Disclaimer: I do not own Naruto.
Status: Incomplete
A/N: I'm trying to complete this story for NaNoWrimo.
She supposed she should remember how she died. It was a big thing—dying. Or at least it was, in her old life. Death was no friend to find comfort in, no wandering adventure that one could take solace in. Death, in her old life, was meant to be fought; to kick off the heavy layer of darkness and soothing warmth, and fight to reach that shining light. Perhaps her brain had blanked that part of her existence out, a survival mechanism—to keep her sane. Even she knew that remembering your own death, remembering those tantalizing last minutes could destroy even the strongest of minds.
The darkness remained, but she paid no mind to it.

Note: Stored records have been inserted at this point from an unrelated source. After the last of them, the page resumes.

PR #1080, opened 2025-06-02
feat(api): add strict Setting types

### LINKED ISSUE #1042: 🐛 [BUG] - SettingType.multiple_attachment setting fields type
### Description

We can notice that for **SettingType.multiple_attachment** setting type the value need to have an array value.

Image

### Reproduction steps

```bash
1. Go to '...'
2. Click on '....'
3. Scroll down to '....'
4. See error
```

### Logs

```bash

```

### Browsers

_No response_

### OS

_No response_

yassinedorbozgithub:
# Motivation
The main motivation is to make setting types dynamic per item based on the type fields.

Fixes #1042

# Type of change:

# Checklist:

## Summary by CodeRabbit

- **Refactor**
	- Streamlined and unified type definitions for channel, helper, and plugin settings, improving consistency across the application.
- **Chores**
	- Updated copyright year to 2025.

### DIFF
--- a/api/src/setting/schemas/types.ts
+++ b/api/src/setting/schemas/types.ts
@@ -131,9 +131,9 @@ export type AnySetting =
 
 export type SettingDict = { [group: string]: Setting[] };
 
-export type StrictSetting<
-  U,
+export type ExtensionSetting<
   E extends object = object,
+  U extends AnySetting = AnySetting,
   K extends keyof BaseSchema = keyof BaseSchema,
 > = U extends any
   ? {
--- a/api/src/setting/schemas/types.ts
+++ b/api/src/setting/schemas/types.ts
@@ -6,6 +6,8 @@
  * 2. All derivative works must include clear attribution to the original creator and software, Hexastack and Hexabot, in a prominent location (e.g., in the software's "About" section, documentation, and README file).
  */
 
+import { BaseSchema } from '@/utils/generics/base-schema';
+
 import { Setting } from './setting.schema';
 
 export enum SettingType {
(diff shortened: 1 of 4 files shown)


api/src/setting/schemas/types.ts
```diff
@@ -128,3 +130,17 @@ export type AnySetting =
   | MultipleAttachmentSetting;
 
 export type SettingDict = { [group: string]: Setting[] };
+
+export type StrictSetting<
```
marrouchi:
```suggestion
export type ExtensionSetting<
```

api/src/setting/schemas/types.ts
```diff
@@ -128,3 +130,17 @@ export type AnySetting =
...
+  U,
```
marrouchi: Since we always use "AnySetting", I wonder if we just use "AnySetting" instead of U. Or should we enforce "U extends AnySetting"

yassinedorbozgithub: Yes, sure :technologist:

marrouchi (approved):

api/src/setting/schemas/types.ts
```diff
@@ -128,3 +130,17 @@ export type AnySetting =
   | MultipleAttachmentSetting;
 
 export type SettingDict = { [group: string]: Setting[] };
+
+export type ExtensionSetting<
```
medchedli, line 134:
```suggestion
/**
 * A generic type for creating extension-specific settings that combines base schema properties
 * with extension-specific properties.
 *
 * The type works by:
 * 1. Taking a base setting type (U) and excluding specified keys (K) from BaseSchema
 * 2. Merging the remaining properties with extension-specific properties (E)
 * 3. Filtering out any properties that are typed as 'never'
 *
 * @template E - Extension-specific properties that will be merged with the base setting type
 * @template U - The base setting type to extend from (defaults to AnySetting)
 * @template K - Keys from BaseSchema to exclude from the resulting type (defaults to all BaseSchema keys)
 */
export type ExtensionSetting<
```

Or at least, she deemed to try.
What she did remember was being born. She remembered the push and pull of the contractions, the heavy, wet walls that cradled her and then threw her out just as she was beginning to find comfort within them. She remembered the feeling of hands coming around her to snip the cord that led from her stomach to her mother, the sensation of being cleaned and cajoled into soft clothes and a warm embrace.
Those first few months were…terrifying. She could not remember how she came to be, other than that she had; and that she was here, surrounded by giants and strange, ringing words.
The first thing she remembered seeing were bright, brown eyes that held unreachable depths. Things blinked into existence slowly, color returning to her vision like an old, tired friend. She saw things anew—the rafting of her wooden home, the mud of the hut underneath her parent's high sandals, the brown of the cotton wool that surrounded her.
This world had been a new one.
One that made her feel as awkward as a colt trying to fit into its legs for the first time; as if she'd put on the wrong skin. There were still times when she brushed away dark curls expecting them to be blonde so pale they were white. There were still times when she spoke and could not recognize the timber of her own voice; too melodious, too smooth to fit the piercing hoarseness she remembered. There were still times when she jolted at the sight of her siblings, because she remembered only having one, and yet, now there were two.
This world was one that she could not fit in, not like how these parents wanted her to. She still felt the urges of the sun; the culture ingrained in her demanded that at the high sun, she drifts away from the fields to take a nap, while others in her village worked tirelessly, long finished with trying to urge her to stay.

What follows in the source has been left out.